PROBLEM
Every line in the entries that holds the word "part" counts toward the answer, which should be a single number.
[Opening PROVIDED RECORDS section]
PR #292, opened 2025-04-30
pfs-327 adhoc event for neg invoices

Nicholassully:


finance-api/internal/service/process_adhoc_event.go
```diff
@@ -0,0 +1,86 @@
...
+		todaysDate := time.Date(now.Year(), now.Month(), now.Day(), 0, 0, 0, 0, time.UTC)
+		details := shared.PaymentDetails{
+			Amount: int32(invoice.Ledgerallocationamountneeded),
+			ReceivedDate: pgtype.Timestamp{
+				Time:             todaysDate,
+				InfinityModifier: 0,
+				Valid:            true,
+			},
+			CourtRef:   pgtype.Text{String: invoice.CourtRef.String, Valid: true},
+			LedgerType: shared.TransactionTypeUnappliedPayment,
```
denialanderror, line 38: Unless I am misunderstanding the ticket, "unapplied payment" isn't the ledger type. The ledger type is a payment type and it should be added as an unapply, i.e. with a ledger allocation status of "UNAPPLIED".

finance-api/internal/service/process_adhoc_event.go
```diff
@@ -0,0 +1,86 @@
...
+
+	for _, invoice := range invoices {
+		now := time.Now().UTC()
+		todaysDate := time.Date(now.Year(), now.Month(), now.Day(), 0, 0, 0, 0, time.UTC)
+		details := shared.PaymentDetails{
+			Amount: int32(invoice.Ledgerallocationamountneeded),
+			ReceivedDate: pgtype.Timestamp{
+				Time:             todaysDate,
+				InfinityModifier: 0,
+				Valid:            true,
```
denialanderror, line 35: We shouldn't be creating pgtypes manually like this. use the `Scan` function for the type to parse the value.

finance-api/cmd/api/process_adhoc_event.go
```diff
@@ -0,0 +1,19 @@
+package api
+
+import (
+	"context"
+	"fmt"
+	"github.com/ministryofjustice/opg-sirius-supervision-finance-hub/shared"
+)
+
+func (s *Server) processAdhocEvent(ctx context.Context, event shared.AdhocEvent) error {
+	if event.AdhocProcessName != "NegativeInvoices" {
```
denialanderror, line 10: This part is a bit brittle. Every time we add a new adhoc event, we will need to change tests. It would probably be better if the valid events were injected into the `Server` on construction. That way, it can be tested, agnostic of the actual events being parsed.

shared/event.go
```diff
@@ -76,3 +84,7 @@ type FinanceAdminUploadEvent struct {
 	UploadDate   Date             `json:"uploadDate"`
 	PisNumber    int              `json:"pisNumber"`
 }
+
+type AdhocEvent struct {
+	AdhocProcessName string `json:"adhocProcessName"`
```
denialanderror, line 89: `adhocProcessName` feels verbose, seeing as we already know it is an adhoc process. `name` or `task` would be better.

shared/report_upload_type.go
```diff
@@ -44,6 +46,7 @@ var reportTypeUploadMap = map[string]ReportUploadType{
 	"DEPUTY_SCHEDULE":             ReportTypeUploadDeputySchedule,
 	"DIRECT_DEBITS_COLLECTIONS":   ReportTypeUploadDirectDebitsCollections,
 	"MISAPPLIED_PAYMENTS":         ReportTypeUploadMisappliedPayments,
+	"UPLOAD_ADHOC":                ReportTypeUploadAdhoc,
```
denialanderror, line 49: Is this left over from a previous iteration? I don't see a report being uploaded as part of this process.

denialanderror (dismissed):

denialanderror:
It would be good to include an ADR for this to detail the decision to use eventbridge for adhoc processes

shared/transaction_type.go
```diff
@@ -39,6 +40,7 @@ var TransactionTypeMap = map[string]TransactionType{
 	"DIRECT DEBIT PAYMENT":       TransactionTypeDirectDebitPayment,
 	"SUPERVISION CHEQUE PAYMENT": TransactionTypeSupervisionChequePayment,
 	"SOP UNALLOCATED":            TransactionTypeSOPUnallocatedPayment,
+	"UNAPPLIED PAYMENT":          TransactionTypeUnappliedPayment,
```
denialanderror, line 43: This can be removed.

finance-api/internal/service/process_adhoc_event.go
```diff
@@ -0,0 +1,104 @@
...
+
+		if invoice.Type == "UNKNOWN CREDIT" {
+			if invoice.Ledgerid == 652949 || invoice.Ledgerid == 652948 {
+				invoice.Type = "CREDIT REMISSION"
+			} else {
+				invoice.Type = "CREDIT EXEMPTION"
+			}
+		}
+
+		fmt.Print(invoice.Type)
```
denialanderror, line 42: Fine to log this if needed but use the logger otherwise it won't appear in the console. Otherwise remove.

denialanderror (changes requested):

denialanderror (approved):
[Closing PROVIDED RECORDS section]
TASK SOLUTION
2